5z^8/3+4z^5/3-12z^2/3=0
The instructions say solve the following equation by factoring. If need be submit the answer by fraction reduced to lowest terms
factor out z^2/3:
z^2/3 (5z^2 + 4z - 12) = 0
z^2/3 (5z-6)(z+2) = 0
That should help
To solve the equation 5z^8/3 + 4z^5/3 - 12z^2/3 = 0, we can follow these steps:
Step 1: Rewrite the equation in a simpler form:
5z^(8/3) + 4z^(5/3) - 12z^(2/3) = 0
Step 2: To simplify the equation, let's introduce a substitution. Let's set y = z^(1/3). This will help us eliminate the fractional exponents.
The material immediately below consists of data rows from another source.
PR #3539, opened 2024-04-03
Refactor etl/__init__.py to make adding new modules easier.

jdangerx:
# Overview

This changes how we add new modules to the ETL so we only have to add them in one place. Also it organizes them slightly.

Finally, there's a tiny opportunistic change to the docs to remove a reference to `dev`.

# Testing

* Checked to see that all modules on the left do indeed show up on the right.
* Loaded up Dagster UI and saw that the ETL appears to still be there

```[tasklist]
# To-do list
```

### DIFF
--- a/src/pudl/etl/__init__.py
+++ b/src/pudl/etl/__init__.py
@@ -46,86 +46,83 @@ logger = pudl.logging_helpers.get_logger(__name__)
 # everywhere.
 warnings.filterwarnings("ignore", category=ExperimentalWarning)
 
-default_assets = (
-    *load_assets_from_modules([eia_bulk_elec_assets], group_name="core_eia_bulk_elec"),
-    *load_assets_from_modules([epacems_assets], group_name="core_epacems"),
-    *load_assets_from_modules([pudl.extract.eia176], group_name="raw_eia176"),
-    *load_assets_from_modules([pudl.extract.eia191], group_name="raw_eia191"),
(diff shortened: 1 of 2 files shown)


src/pudl/etl/__init__.py
```diff
@@ -46,86 +46,83 @@
...
+    "out_derived_gen_attributes": [pudl.analysis.mcoe],
+    "out_eia": [
+        pudl.output.eia,
+        pudl.output.eia860,
+        pudl.output.eia923,
+        pudl.output.eia_bulk_elec,
+    ],
+    "out_ferc1": [
+        pudl.output.ferc1,
+        pudl.analysis.record_linkage.classify_plants_ferc1,
```
jdangerx, line 100: Note that these two used to be loaded separately.

zaneselvans (approved):

zaneselvans:
The main duplication that's being removed here is that we're now using the same dictionary of modules to load assets and also to load asset checks, right?  This definitely tripped me up for a bit when I was trying to add an asset check to the GridPath RA Toolkit data.

jdangerx:
> The main duplication that's being removed here is that we're now using the same dictionary of modules to load assets and also to load asset checks, right? This definitely tripped me up for a bit when I was trying to add an asset check to the GridPath RA Toolkit data.

Yep, exactly!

Substituting y into the equation, we get:
5y^8 + 4y^5 - 12y^2 = 0
Step 3: Now we have a polynomial equation in terms of y. We can try factoring it to find the values of y:
5y^8 + 4y^5 - 12y^2 = 0
Factoring out the common factor of y^2, we have:
y^2(5y^6 + 4y^3 - 12) = 0
Step 4: Set each factor equal to zero and solve for y:
First factor: y^2 = 0
This implies y = 0.
Second factor: 5y^6 + 4y^3 - 12 = 0
This equation, unfortunately, cannot be easily factored further.
Step 5: Since we have set y = z^(1/3), we can substitute y back into the equation.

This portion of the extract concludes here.